俺の手紙
今、俺と彼女の前にはコーヒーが置いてある。
やっと見つけた探し人は、あの場で話をしようとした。だが、生憎俺はそこまで鈍い人間じゃない。
全席に声をかけてまわる変人の相手は、うんともすんとも言わない女。きっと怪しいサイトかなにかでの待ち合わせだと思われているんだろう。周囲から冷たい視線を注がれているのが嫌でもわかる。
俺は、すぐにでも別のカフェに移動しようとした。
しかし彼女にそれを伝えると、首を横に振る。そして心なしか、徐々に顔色が悪くなっていった。移動したくない理由があるのだろうが、断固として教えてくれない。
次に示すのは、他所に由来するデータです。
PR #312, opened 2021-04-12
Initial endpoint DDoS cooperation text

### LINKED ISSUE #240: Endpoint cooperation for DoS mitigation
[Section 4.4](https://quicwg.org/ops-drafts/draft-ietf-quic-manageability.html#section-4.4) talks at length about detecting and mitigating against (D)DoS attacks, but this is written with the assumption of an uncooperative endpoint (likely to be, but unstated, a server).  All except the Retry text where the design specifically forces interventions to be cooperative.

It is entirely reasonable for DoS classification to be done with full knowledge of valid connection IDs or at least valid connection ID lengths.  If you allow for cooperation, the text might then explain how this might allow established flows to be separated from spoofed flows and new connection attempts.

britram:
fixes #240. thanks @gorryfair for the text.

### DIFF
--- a/draft-ietf-quic-manageability.md
+++ b/draft-ietf-quic-manageability.md
@@ -954,8 +954,8 @@ compliance with ciphersuites); client and application fingerprinting for
 inventory; and to provide alerts for network intrusion detection and other
 next generation firewall functions.
 
-Current practices in detection and mitigation of Distributed Denial of Service
-(DDoS) attacks generally involve classification of incoming traffic (as
+Current practices in detection and mitigation of DDoS
+attacks generally involve classification of incoming traffic (as
 packets, flows, or some other aggregate) into "good" (productive) and "bad"
 (DDoS) traffic, and then differential treatment of this traffic to forward only
 good traffic. This operation is often done in a separate specialized mitigation
@@ -971,17 +971,18 @@ as in {{sec-garbage}} and stateful tracking of QUIC traffic as in
 Note that the use of a connection ID to support connection migration renders
 5-tuple based filtering insufficient and requires more state to be maintained by
 DDoS defense systems. For the common case of NAT rebinding, where the client's
-address changes without the client's intent or knowedge, DDoS defense systems
+address changes without the client's intent or knowledge, DDoS defense systems
 can detect a change in the client's endpoint address by linking flows based on
 the server's connection IDs. However, QUIC's linkability resistance ensures that
 a deliberate connection migration is accompanied by a change in the connection
 ID. In this case, the connection ID can not be used to distinguish valid, active
 traffic from new attack traffic.
 
-Alternatively, when an encrypted transport is used, it is also possible for
-endpoints to directly support these security functions.
-Endpoints can cooperate with an on-path device directly by e.g. sharing
-information about connection IDs.
+It is also possible for
+endpoints to directly support security functions such as DoS
+classification and mitigation.
+Endpoints can cooperate with an in-network device directly by e.g.
+sharing information about connection IDs.
 
 Another potential method could use an
 on-path network device that relies on pattern inferences in the traffic and
@@ -989,7 +990,10 @@ heuristics or machine learning instead of processing observed header
 information.
 
 However, it is questionable whether connection migrations must be supported
-during a DDoS attack. If the connection migration is not visible to the network
+during a DDoS attack. However, for unintentional mitigations, as is usually the
+case for NAT rebindings, the connection ID can be used to track
+connections (see {{sec-flow-association}}). If the connection
+migration is not visible to the network
 that performs the DDoS detection, an active, migrated QUIC connection may be
 blocked by such a system under attack. As soon as the connection blocking is
 detected by the client, the client may rely on the fast resumption mechanism
--- a/draft-ietf-quic-manageability.md
+++ b/draft-ietf-quic-manageability.md
@@ -945,6 +945,15 @@ severe packet loss.
 
 ## DDoS Detection and Mitigation {#sec-ddos-dec}
 
+On-path observation of the transport headers of packets can be used for various
+security functions. For example, Denial of Service (DOS) and Distributed DOS
+(DDOS) attacks against the infrastructure or against an endpoint can be
+detected and mitigated by characterising anomalous traffic.
+Other uses include support for security audits (e.g., verifying the
+compliance with ciphersuites); client and application fingerprinting for
+inventory; and to provide alerts for network intrusion detection and other
+next generation firewall functions.
+
 Current practices in detection and mitigation of Distributed Denial of Service
 (DDoS) attacks generally involve classification of incoming traffic (as
 packets, flows, or some other aggregate) into "good" (productive) and "bad"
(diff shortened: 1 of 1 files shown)


draft-ietf-quic-manageability.md
```diff
@@ -779,7 +779,7 @@ not the network RTT.
 Since the spin bit logic at each endpoint considers only samples from packets
 that advance the largest packet number, signal generation itself is
 resistant to reordering. However, reordering can cause problems at an observer
-by causing spurious edge detection and therefore inaccurate (i.e., lower) RTT
+by causing spurious edge \ and therefore inaccurate (i.e., lower) RTT
```
mirjak, line 782:
```suggestion
by causing spurious edge detection and therefore inaccurate (i.e., lower) RTT
```

draft-ietf-quic-manageability.md
```diff
@@ -945,37 +945,59 @@ severe packet loss.
...
-attack. If the connection migration is not visible to the network that performs
-the DDoS detection, an active, migrated QUIC connection may be blocked by such a
-system under attack. As soon as the connection blocking is detected by the
-client, the client may rely on the fast resumption mechanism provided by
-QUIC. When clients migrate to a new path, they should be prepared for the
-migration to fail and attempt to reconnect quickly.
-
-TCP syncookies {{?RFC4937}} are a well-established method of mitigating some
+ID. In this case, the connection ID can not be used to distinguish valid, active
+traffic from new attacl traffic.
```
nibanks, line 979:
```suggestion
traffic from new attack traffic.
```

draft-ietf-quic-manageability.md
```diff
@@ -945,37 +945,59 @@ severe packet loss.
...
+
+Alternatively, when an encrypted transport is used, it is also possible for
+endpoints to directly support these security functions.
```
nibanks, line 982: I don't quite understand this sentence. For one, why "when an encrypted transport is used"? This document is purely about an encrypted transport, right? And then "these security functions" is also unclear to me.

draft-ietf-quic-manageability.md
```diff
@@ -945,37 +945,59 @@ severe packet loss.
...
+Endpoints can cooperate with an on-path device directly by e.g. sharing
+information about connection IDs.
+
+Another potential method could use an
+on-path network device that relies on pattern inferences in the traffic and
+heuristics or machine learning instead of processing observed header
+information.
+
+However, it is questionable whether connection migrations must be supported
```
nibanks, line 991: Is this referring to just explicit connection migration or do you include NAT rebinding as well? Either way, I think it should be explicitly called out. I think, ideally, NAT rebinding should continue to work, but I tend to agree full, explicit connection migration likely isn't completely necessary while under attack.

draft-ietf-quic-manageability.md
gorryfair: On the first: I think this is true for any encrypted transport, but yes it does apply to QUIC.  
On the functions: I thought this was: DOS;DDOS;Malware detection; NIDS; etc

draft-ietf-quic-manageability.md
```diff
@@ -945,37 +945,59 @@ severe packet loss.
...
+security functions. For example, Denial of Service (DOS) and Distributed DOS
+(DDOS) attacks against the infrastructure or against an endpoint can be
+detected and mitigated by characterising anomalous traffic.
+Other uses include support for security audits (e.g., verifying the
+compliance with ciphersuites); client and application fingerprinting for
+inventory; and to provide alerts for network intrusion detection and other
+next generation firewall functions.
+
 Current practices in detection and mitigation of Distributed Denial of Service
 (DDoS) attacks generally involve classification of incoming traffic (as
```
britram, line 958:
```suggestion
Current practices in detection and mitigation of DDoS
attacks generally involve classification of incoming traffic (as
```

draft-ietf-quic-manageability.md
```diff
@@ -945,37 +945,59 @@ severe packet loss.
...
+Efficient classification of this DDoS traffic in the mitigation environment
+is key to the success of this approach. Limited first-packet garbage detection
+as in {{sec-garbage}} and stateful tracking of QUIC traffic as in
+{{sec-stateful}} above may be useful during classification.
 
 Note that the use of a connection ID to support connection migration renders
 5-tuple based filtering insufficient and requires more state to be maintained by
-DDoS defense systems. For the common case of NAT rebinding, DDoS defense systems
+DDoS defense systems. For the common case of NAT rebinding, where the client's
+address changes without the client's intent or knowedge, DDoS defense systems
```
britram, line 974:
```suggestion
address changes without the client's intent or knowledge, DDoS defense systems
```

draft-ietf-quic-manageability.md
```diff
@@ -945,37 +945,59 @@ severe packet loss.
...
-system under attack. As soon as the connection blocking is detected by the
-client, the client may rely on the fast resumption mechanism provided by
-QUIC. When clients migrate to a new path, they should be prepared for the
-migration to fail and attempt to reconnect quickly.
-
-TCP syncookies {{?RFC4937}} are a well-established method of mitigating some
+ID. In this case, the connection ID can not be used to distinguish valid, active
+traffic from new attack traffic.
+
+Alternatively, when an encrypted transport is used, it is also possible for
```
britram, line 981:
```suggestion
It is also possible for
```

draft-ietf-quic-manageability.md
```diff
@@ -945,37 +945,59 @@ severe packet loss.
...
+endpoints to directly support these security functions.
```
britram, line 982:
```suggestion
endpoints to directly support security functions.
```

draft-ietf-quic-manageability.md
```diff
@@ -945,37 +945,59 @@ severe packet loss.
...
+Endpoints can cooperate with an on-path device directly by e.g. sharing
+information about connection IDs.
```
britram, line 984:
```suggestion
Endpoints can also cooperate with an on-path device directly by e.g.
sharing information about connection IDs.
```

draft-ietf-quic-manageability.md
```diff
@@ -945,37 +945,59 @@ severe packet loss.
...
+
+Another potential method could use an
+on-path network device that relies on pattern inferences in the traffic and
+heuristics or machine learning instead of processing observed header
+information.
+
+However, it is questionable whether connection migrations must be supported
+during a DDoS attack. If the connection migration is not visible to the network
```
mirjak, line 992:
```suggestion
during a DDoS attack. However, for unintentional mitigations, as usually the case
for NAT rebindings, the connection ID can easily be used to track connections.
If the connection migration is not visible to the network
```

そこで仕方なく、代案として俺の家を挙げるとあっさりとついてきた。
もともと連れてくる気なんてなかったし、普段呼ぶ人もいない。そんな俺の家に、お茶菓子のストックなんてあるはずもなく、いつの日か伊吹が置いていったチョコレートを出した。飲み物は、普段からストックしてあるコーヒーを。
顔色はカフェにいた時より、いくらかマシになっていた。
『あなたは?』
俺が話しやすいようにと渡したパソコンに、彼女はカタカタと打ち込む。
「カフェでも言ったけど、俺は東堂光。 怪訝そうな顔してるけど、俺で間違ってない。 話すのは初めてだよね、小玉さん。」
ーー俺の目に映るのは、高校で一度すれ違ったことのある下級生の顔だった
『私が探していたのは、あなたじゃない』
彼女は、怪訝そうな顔で俺を見る。
「君が人生を書いて欲しかったのは、多分俺の親父。有名な小説家だったんだ。」
話の深まる頃、二人の飲み物はもうすっかり冷めきっていた。